* _TASK TO COMPLETE_
Only lines with the string "storing" are wanted. Pull them out of the data.

* _RECORDS FOR THE TASK_
PR #90, opened 2018-11-10
Add dynamodb store team validation

### LINKED ISSUE #86: Team storing isn't validated
It doesn't give any feedback on if the team is stored correctly or not. It should return true if the team is stored successfully, and false if it isn't.

cheukyin699:
# Pull Request

## Description

It used to be that dynamodb just checked the data in user storing, and not for team storing. **NOT ANYMORE**.

## Ticket(s)

Closes #86.


cheukyin699:
This has been a roller-coaster-ride of emotions....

* _ANSWER TO THIS TASK_
### LINKED ISSUE #86: Team storing isn't validated
It used to be that dynamodb just checked the data in user storing, and not for team storing. **NOT ANYMORE**.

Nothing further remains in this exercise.